[ASSIGNED TASK] Here is a block of records. Copy every line in it that includes "good".

(Records from a collection)

***

PR #257, opened 2025-03-10
Update contract utils to delegate module expression matching to grimp

Peter554:
This PR updates the import-linter contract utils to defer module expression matching to grimp. This is now possible, since low level module expression functionality was included in grimp 3.7 (see https://github.com/seddonym/grimp/pull/192).

This gives a nice performance boost. For example, `remove_ignored_imports` will now be much more efficient when matching many imports.

**Before (my machine):**

```
lint-imports --config ../.importlinter/territories.ini --show-timings
...
GBR territory-level code should not import energy market code KEPT [13s]
...
```

**After (my machine):**

```
lint-imports --config ../.importlinter/territories.ini --show-timings
...
GBR territory-level code should not import energy market code KEPT [0s]
...
```

Grimp does not yet have any `grimp.ModuleExpression`/`grimp.ImportExpression` in its public API, nor does it yet have any way to directly validate a module expression. Therefore, for now the validation logic for module expressions is duplicated in both grimp and import-linter. It's likely that we'd want to deduplicate that as follow up work. From slack:

> @seddonym: But I would say this is fairly low priority - it’s fine for Import Linter to duplicate the validation logic for the time being.

### DIFF
--- a/src/importlinter/application/contract_utils.py
+++ b/src/importlinter/application/contract_utils.py
@@ -2,9 +2,8 @@ import enum
 from typing import List, Optional, Sequence, Set
 
 
-from importlinter.domain import helpers
 from importlinter.domain.helpers import MissingImport
-from importlinter.domain.imports import ImportExpression
+from importlinter.domain.imports import ImportExpression, DirectImport, Module
 from grimp import ImportGraph
 
 
@@ -33,16 +32,35 @@ def remove_ignored_imports(
     Returns:
         A list of any warnings to be surfaced to the user.
     """
-    imports, unresolved_expressions = helpers.resolve_import_expressions(
-        graph=graph, expressions=ignore_imports if ignore_imports else []
-    )
+    imports_to_remove = set()
+    unresolved_expressions = set()
+    for import_expression in ignore_imports or []:
+        matched_imports = graph.find_matching_direct_imports(
+            import_expression=str(import_expression)
+        )
+        if matched_imports:
+            imports_to_remove.update(
+                {
+                    DirectImport(
+                        importer=Module(matched_import["importer"]),
+                        imported=Module(matched_import["imported"]),
+                    )
+                    for matched_import in matched_imports
+                }
+            )
+        else:
+            unresolved_expressions.add(import_expression)
 
     warnings = _handle_unresolved_import_expressions(
         unresolved_expressions,
         unmatched_alerting,
     )
 
-    helpers.pop_imports(graph, imports)
+    for import_to_remove in imports_to_remove:
+        graph.remove_import(
+            importer=import_to_remove.importer.name,
+            imported=import_to_remove.imported.name,
+        )
 
     return warnings
 
--- a/src/importlinter/domain/helpers.py
+++ b/src/importlinter/domain/helpers.py
@@ -1,6 +1,5 @@
 import itertools
-import re
-from typing import Iterable, List, Pattern, Set, Tuple
+from typing import Iterable, List, Set, Tuple
 
 from grimp import DetailedImport, ImportGraph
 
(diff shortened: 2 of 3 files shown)


src/importlinter/application/contract_utils.py
```diff
@@ -33,16 +32,35 @@ def remove_ignored_imports(
...
         unresolved_expressions,
         unmatched_alerting,
     )
 
-    helpers.pop_imports(graph, imports)
+    for import_to_remove in imports_to_remove:
+        graph.remove_import(
+            importer=import_to_remove.importer.name,
+            imported=import_to_remove.imported.name,
+        )
```
Peter554, line 63: I'm not using `helpers.pop_imports` here, since: 
* `helpers.pop_imports` will call `get_import_details` for every import, which will have a significant performance overhead (we would have to cross the python-rust interface for every call).
* `helpers.pop_imports` will raise `MissingImport` is no import details (line number + contents) exist. This seems a bit wrong to me - in grimp it's possible for an import to exist in the graph without import details?

src/importlinter/domain/helpers.py
```diff
@@ -99,14 +98,8 @@ def module_expression_to_modules(graph: ImportGraph, expression: ModuleExpressio
     if not expression.has_wildcard_expression():
```
Peter554, line 104: General question - do we consider the functions within `helpers.py` and `contract_utils.py` to be part of the import-linter public API? I.e. do we have to consider very carefully breaking changes to these functions? I suppose so, since they are likely used by custom contracts.

src/importlinter/domain/helpers.py
```diff
@@ -224,18 +217,3 @@ def _dedupe_imports(imports: Iterable[DirectImport]) -> Iterable[DirectImport]:
...
-    """
-    pattern_parts = []
-    for part in expression.split("."):
-        if "*" == part:
-            pattern_parts.append(part.replace("*", r"[^\.]+"))
-        elif "**" == part:
-            pattern_parts.append(part.replace("*", r"[^\.]+(?:\.[^\.]+)*?"))
-        else:
-            pattern_parts.append(part)
-    return re.compile(r"^" + r"\.".join(pattern_parts) + r"$")
```
Peter554, line 241: 🎉

src/importlinter/domain/helpers.py
```diff
@@ -57,32 +57,38 @@ def import_expression_to_imports(
...
-            f"Ignored import expression {expression} didn't match anything in the graph."
-        )
-
-    return list(imports)
+        else:
+            # TODO(peter)
+            # This case was previously unhandled. How to handle this case?
+            # Add DirectImport with line_number/line_contents of `None`?
+            # It's possible for imports to exist in the graph without details.
+            pass
```
Peter554, line 89: The behaviour here is unchanged. Before we were simply skipping over imports without details. I feel like we probably should do something here. Options I see:

* Raise an error (consistent with `pop_imports`, see https://github.com/seddonym/import-linter/pull/257#discussion_r1986723093)
* Or, return a `import_linter.DirectImport(...)` with `line_number` and `line_contents` of `None`.

Should I change anything here, for this PR?

seddonym: > Before we were simply skipping over imports without details.

I don't think there will be any imports without details, so I think it's okay. Shall we remove the `else` block?

seddonym (changes requested):
Looking great!

We don't need to worry about imports without line numbers etc. so let's remove that before merging.

Thought: we could probably do with some benchmarks in Import Linter, too, at some point.

seddonym (approved):
Great, thanks so much!

PR #259, opened 2025-03-14
Fix incorrect toml encoding on Windows

iFreilicht:
TOML is always encoded in UTF-8, no matter the platform. However, `open()` selects the default encoding based on the platform, which means that on Windows, a description like

```
Sätze müssen unabhängig von Blöcken sein
```
shows up as
```
SÃ¤tze mÃ¼ssen unabhÃ¤ngig von BlÃ¶cken sein
```
in the CLI output.

I've confirmed this change fixes the problem, but I haven't written any tests for it yet, because this would require quite an extensive change: Basically, the type of `FakeFilesystem.content_map` would have to be changed from `Optional[Dict[str, str]]` to `Optional[Dict[str, bytes]]`, and all constructions of it would need to be done with byte strings.

I can of course do that, I just wanted to check in first if that's desired.


seddonym (commented):
Thanks for looking into this - I like your approach.

Let's not worry about adjusting the FakeFilesystem to simulate different encodings - I think it'll be awkward. If you like, you could create a separate test double that uses the bytestring approach, that we just use in a single test.

But I think it would be easier to reproduce the problem by creating a functional test in `tests/functional/test_read_configuration.py` that reads from a real file, where we patch the return value of `locale.getencoding`. What do you think?

tests/functional/test_read_configuration.py
```diff
@@ -55,3 +58,30 @@ def test_read_config(config_directory, config_file, expected):
...
+
+
+@pytest.mark.parametrize(
+    "default_encoding",
+    (
+        "cp1252",
+        "UTF-8",
+    ),
+)
+def test_read_config_unicode(default_encoding, monkeypatch):
```
seddonym, line 70: This could do with an explanatory comment explaining what you told me in the pull request description 😄 .

seddonym, line 70: Maybe it would be better to drop the parametrization (that's more suited to unit tests) and call it something like `test_read_utf8_config_on_windows`. What do you think?

seddonym (changes requested):
Looks good - I've suggested a couple of minor tweaks, but none of them are blockers.

Would you mind adding a line at the top of the changelog 

```
latest
------
- Fixed incorrect character encoding of handling of TOML files on Windows.
```

And, if you like, add your name to `AUTHORS.rst`?

Thanks!

tests/assets/testpackage/.unicode.toml
```diff
@@ -0,0 +1,12 @@
+[tool.importlinter]
```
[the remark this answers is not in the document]
iFreilicht: True, but the important part about this file is that it contains Unicode characters instead of just ASCII. (I know "a" is also technically Unicode, but I think you know what I mean)

tests/functional/test_read_configuration.py
iFreilicht: Will add 👍

iFreilicht: Yeah good point, I'll change that.

iFreilicht:
Alright, I addressed your suggestions, added a line to the changelog and myself to the authors. Thank you for taking the time to review this!

tests/functional/test_read_configuration.py
```diff
@@ -55,3 +58,32 @@ def test_read_config(config_directory, config_file, expected):
...
     assert result == expected
+
+
+# TOML is always encoded in UTF-8, no matter the platform. However, open() selects the default
+# encoding based on the platform, which means that on Windows, a description like
+#     Sätze müssen unabhängig von Blöcken sein
+# shows up as
+#     SÃ¤tze mÃ¼ssen unabhÃ¤ngig von BlÃ¶cken sein
+# in the CLI output.
+def test_read_config_toml_utf8_on_windows(default_encoding, monkeypatch):
```
seddonym, line 69: Need to remove `default_encoding` here.

seddonym (changes requested):
Looks good - almost! Tests are failing due to that default encoding.

iFreilicht:
Tests should be fixed now :)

***

[WRITTEN RESPONSE]
Looks good - I've suggested a couple of minor tweaks, but none of them are blockers.
iFreilicht: Yeah good point, I'll change that.
Looks good - almost! Tests are failing due to that default encoding.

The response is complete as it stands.